Two sources in the Venezuelan food industry, which has struggled to maintain operations due to a lack of imported raw materials, told Reuters that they would not accept an arrangement in which their providers were required to assume such heavy discounts. They insisted that the government should fully pay off those debts.
Venezuela in March 2013 used a similar scheme to settle debts with oil services companies, including Weatherford International, which said it received bonds from PDVSA that year in exchange for unpaid bills. It said it sold them for around half their face value.
Maduro has vowed to maintain social programmes created by his mentor and predecessor, late socialist leader Hugo Chávez, including expanded access to low-cost medicine.

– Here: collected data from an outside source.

PR #1312, opened 2020-06-15
Run `go mod tidy`. Remove unnecessary dependencies in go.mod and go.sum.

guillaumerose:
Minor cleanup. This was prompted by Jetbrains Goland when I opened the go.mod file.

I ran `go mod tidy` then `go mod vendor`. Vendor directory was already in a clean state, nothing changed.

### DIFF
--- a/.circleci/config.yml
+++ b/.circleci/config.yml
@@ -34,6 +34,9 @@ jobs:
         name: Make
         command: make
     - run:
+        name: Verify vendoring
+        command: make vendorcheck
+    - run:
         name: Make fmtcheck
         command: make fmtcheck
     - run:
--- a/.travis.yml
+++ b/.travis.yml
@@ -5,6 +5,7 @@ go:
 
 script:
 - make
+- make vendorcheck
 - make fmtcheck
 - make gosec
 - make cross
--- a/Makefile
+++ b/Makefile
@@ -71,6 +71,7 @@ default: install
 # Create and update the vendor directory
 .PHONY: vendor
 vendor:
+	GO111MODULE=on go mod tidy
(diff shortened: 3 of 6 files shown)


praveenkumar:
@guillaumerose Should we add a target in the Makefile and check in the CI also or make it part of `make vendor` because in future this will again happen.

vdemeester:
> @guillaumerose Should we add a target in the Makefile and check in the CI also or make it part of `make vendor` because in future this will again happen.

@praveenkumar we do that on `tektoncd/cli` (and other tekton project) to validate that the vendor is always up-to-date :wink:

guillaumerose:
I added `go mod tidy` in the Makefile. 

For the CI, the change is a little bit bigger. `go mod verify` doesn't still check the vendor/ directory. We need to have something like https://github.com/tektoncd/cli/blob/master/hack/verify-codegen.sh - should I copy this script ?

praveenkumar:
> For the CI, the change is a little bit bigger. go mod verify doesn't still check the vendor/ directory. We need to have something like https://github.com/tektoncd/cli/blob/master/hack/verify-codegen.sh - should I copy this script ?

I agree we might need a script to fail the CI when vendor directory or the go.mod/sum doesn't match what it should be but that should be a different commit/PR.

guillaumerose:
Looking at other way to do it, can we delete the vendor/ directory ? Is there a reason to keep it ? Number of dependencies is low and public.

guillaumerose:
I added the script to verify the vendoring. PTAL.

guillaumerose:
thanks for the merge!

PR #1316, opened 2020-06-18
Bump language version of crc go module

guillaumerose:


praveenkumar:
@guillaumerose The go version we have in the CI should be matching with what RHEL offical repo have (which is still 1.13.4) so that when we do the release (happen on RHEL machine) we shouldn't have any surprise there.

praveenkumar:
@guillaumerose we should take https://github.com/code-ready/crc/pull/1316/commits/4de6ee99d4c2f558a10f5bf80946cce2a44e40bd one in but not the go version one.

guillaumerose:
Thanks @praveenkumar ! I remove the commit about the upgrade.

go.mod
```diff
@@ -1,5 +1,7 @@
 module github.com/code-ready/crc
 
+go 1.13
```
praveenkumar, line 3: :+1:

PR #1645, opened 2020-11-05
Add explicit order to all preflight checks

guillaumerose:
This ensures the order is always what we want. For instance, root check
is always the first check performed now.

Before:
```
INFO Checking if oc executable is cached          
INFO Checking if goodhosts executable is cached   
INFO Checking for obsolete crc-driver-libvirt     
INFO Checking if libvirt 'crc' network is available 
```

After:
``` 
INFO Checking if libvirt 'crc' network is available 
INFO Checking for obsolete crc-driver-libvirt     
INFO Checking if goodhosts executable is cached   
INFO Checking if oc executable is cached          

``` 

With this + https://github.com/code-ready/crc/pull/1630, I would like to make the bundle extraction to be the last item of the list (because it is the longest).

### DIFF
--- a/pkg/crc/preflight/preflight.go
+++ b/pkg/crc/preflight/preflight.go
@@ -2,6 +2,7 @@ package preflight
 
 import (
 	"fmt"
+	gosort "sort"
 
 	cmdConfig "github.com/code-ready/crc/cmd/crc/cmd/config"
 	"github.com/code-ready/crc/pkg/crc/config"
@@ -24,6 +25,7 @@ type FixFunc func() error
 type CleanUpFunc func() error
 
 type Check struct {
+	order              int
 	configKeySuffix    string
 	checkDescription   string
 	check              CheckFunc
@@ -101,6 +103,18 @@ func (check *Check) doCleanUp() error {
 	logging.Infof("%s", check.cleanupDescription)
 
 	return check.cleanup()
+}
+
+func sort(checks []Check) {
+	gosort.Slice(checks, func(i, j int) bool {
+		if checks[i].order < checks[j].order {
+			return true
+		}
+		if checks[i].order > checks[j].order {
+			return false
+		}
+		return checks[i].configKeySuffix < checks[j].configKeySuffix
+	})
 }
 
 func doPreflightChecks(config config.Storage, checks []Check) error {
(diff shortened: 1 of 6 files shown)


cfergeau (commented):
Could you achieve a similar result with just an optional `priority` field which could be set to `RunFirst` or `RunLast`? My feeling is that in 90% of the tests, the mandatory `order` value is not really needed, and a very arbitrary number.

pkg/crc/preflight/preflight.go
```diff
@@ -103,6 +105,18 @@ func (check *Check) doCleanUp() error {
...
+	gosort.Slice(checks, func(i, j int) bool {
+		if checks[i].order < checks[j].order {
+			return true
+		}
+		if checks[i].order > checks[j].order {
+			return false
+		}
+		return checks[i].configKeySuffix < checks[j].configKeySuffix
+	})
+}
```
cfergeau, line 118: Looking at the comparison function, this is ever more complicated than I thought, the genericPreflightChecks won't be executed in the order they are listed in the source file even if they have the same order, if one forgets to set `order`, their check will be the very first one, ... Overall I fear it's going to be very hard to predict the order the tests are going to be run in without looking at the code, when you add a new test, you have to check the order of most of the other ones if you want it to be run at the appropriate time, ... I'd really favour avoiding this field, and just tagging the few tests that we want to be first or last, but for all the others, just use the order they are in the `getPreflightChecks` call (before sorting the array).

guillaumerose: yes, not easy. I found it also not really nice to read.

I would like to do the same as init or OpenShift to organize their manifests (0000_50_foo.yaml, etc.) Is there a way to do that more nicely?

cfergeau: I never found that way of ordering very nice when you are not very familiar with the project. When you want to add a new file, which priority should you pick? How do you know if it should be run early/late, if some priorities are reserved or not, if you can reuse the same priority as another file or not, ... 

I still think that just a RunFirst/RunLast tag for the few tests we want to (de)prioritize would be plenty enough, and easy to understand. I think it would work ok for us as we won't have hundreds of preflights.

guillaumerose:
Will re-order by hand.

PR #1653, opened 2020-11-09
Bump libmachine. No more RPC for hyperv driver.

guillaumerose:


jsliacan (approved):
Not going to comment on the individual changes. Overall starts OK (after stop too). No issue with starting CRC.

PR #1656, opened 2020-11-10
Allow to resize disk when machine is created

cfergeau:
For some reason, during initial implementation of disk resizing, setting
the disk size when the VM is initially created was missing. This commit
adds this, but this also needs a change in the libvirt machine driver.

## Testing

1. `start --disk-size 40` succeeds first time after `setup` succeeded
2. `df -h` inside the VM, or `virsh -c qemu:///system vol-info crc.qcow2 crc` confirm that the image was resized to 40GiB

### DIFF
--- a/pkg/crc/machine/config/config.go
+++ b/pkg/crc/machine/config/config.go
@@ -10,6 +10,7 @@ type MachineConfig struct {
 	Name            string
 	Memory          int
 	CPUs            int
+	DiskSize        int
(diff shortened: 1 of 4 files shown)


guillaumerose (approved):
Would be great to have an e2e test for that

cfergeau:
> Would be great to have an e2e test for that

yep, I think Jakub was working on one.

But with fewer dollars available for health sector imports, Venezuelans struggle to obtain products ranging from simple ointments to life-saving cancer drugs. Long pharmacy lines and social media pleas for help obtaining pharmaceuticals are routine.
Better than nothing
At a least a dozen major US companies, including Procter & Gamble, Pepsico, Colgate Palmolive, Kimberly-Clark and Mondelez International, have deconsolidated their operations in Venezuela, resulting in several billion dollars in write downs over the past year. The accounting manoeuvre largely insulates their consolidated financial results from Venezuela’s economic turmoil.
Drugmaker GlaxoSmithKline in 2015 reported a US$130 million Venezuela foreign exchange loss after switching to a 200 bolivar per dollar exchange rate, 97 percent weaker than the official rate it had previously used.
Merck in 2015 reported an US$876 million foreign exchange loss related to Venezuela. The firm declined to comment when asked if this was related to bond operations.
Venezuelan bonds are the riskiest of any issued by an emerging market nation, according to the JPMorgan Global Diversified Emerging Markets Bond Index. They pay on average some 31 percentage points more than similar US Treasury bills, nearly triple that of war-torn Iraq.
Investors worry PDVSA will be unable to meet heavy debt service of around US$7.5 billion between March and December unless there is a major rebound in crude oil prices.
Maduro dismisses default talk as a right-wing smear campaign. Government officials note that the neither the country nor state oil company PDVSA have missed a bond payment under the ruling Socialist Party.